Therein lies the great dilemma in folk tradition.  You could just as easily ask yourself what ‘truth’ is as much as ‘folk’.  What is true?  I often use Wikipedia as a source of information, but people say you can’t trust it.  Why not?  Should I trust a text book instead?  Books once said the Earth was flat, that Columbus discovered America, and homosexuality was a disorder.  We don’t believe any of that now.  The fact is, people write books, and people also write what goes on the internet.  Wikipedia is interesting, because anyone can contribute to it.  I could write up an entry about the Great Bleeding Rock, and many people would take it at face value.  Hold on: before you get too worried, remember that I am an academic at heart, and I value academic integrity very much.  I’m teaching my students how to site their research as of this writing because I think it’s important to acknowledge the academic effort to write what is ‘true’.  Truth, however, is temporary.  It is also the sworn enemy of the imagination, which creates for someone like me--an academic who loves to write fiction—a  great paradox.  Does something become true by default after enough time elapses, or is it the other way around?  The great telephone game doesn’t have to end in a circle; it can keep going indefinitely.  When it finally comes to an end, the message goes to the grave with the last person, unless they start the message again.  That’s why we don’t know if King Arthur ever ruled Camelot, whether Atlantis ever existed, whether Jesus actually rose from the dead, or whether Helen lived and loved at Troy.  Who’s to say someone like me just made it all up?

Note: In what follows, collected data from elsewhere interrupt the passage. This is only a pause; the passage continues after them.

PR #468, opened 2020-08-28
Get Run Number from FairMQ options and pass it to the user (QC-272)

Barthelemy:


Framework/src/TaskRunner.cxx
```diff
@@ -75,7 +78,7 @@ void TaskRunner::init(InitContext& iCtx)
   ILOG(Info) << "initializing TaskRunner" << ENDM;
 
   // registering state machine callbacks
-  iCtx.services().get<CallbackService>().set(CallbackService::Id::Start, [this]() { start(); });
+  iCtx.services().get<CallbackService>().set(CallbackService::Id::Start, [this, &options = iCtx.options()]() { start(options); });
```
knopers8, line 81: This assumes that the reference to `iCtx.options()` will be still valid during the start. This isn't completely safe, but I guess we don't have other choice for now.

One final thought about folk and truth.  What does it matter?  Hundreds of years from now, if twentieth century films survive, will people believe that Jack and Rose fell in love on the Titanic as the film story goes?  The real story of Titanic is rather depressing.  A large boat hit an iceberg, sank within hours in the icy North Atlantic Ocean, and people died horrible deaths.  There are no romances to be told here.  Where’s the fun in that?  Traditions survive if they are exciting, personal, intense, or if they provide some moral lesson to be passed on.  Titanic’s story was one of humanity’s arrogance, not unlike the Tower of Babel.  I wonder if people actually built a tower like that?  If the Titanic movie is any indication, most stories are based in a grain of truth somewhere, depending of course on what you hold to be true.  All stories trickle down the blood lines; sometimes the stories bleed clay rather than blood.  For all I know, someone might very well have fallen on the cliffs at Murray Beach.  If nothing else, I entertained some kids, and gave them a neat folk legend to pass on.  No harm has come to anyone.  At least I didn’t paint the rocks white.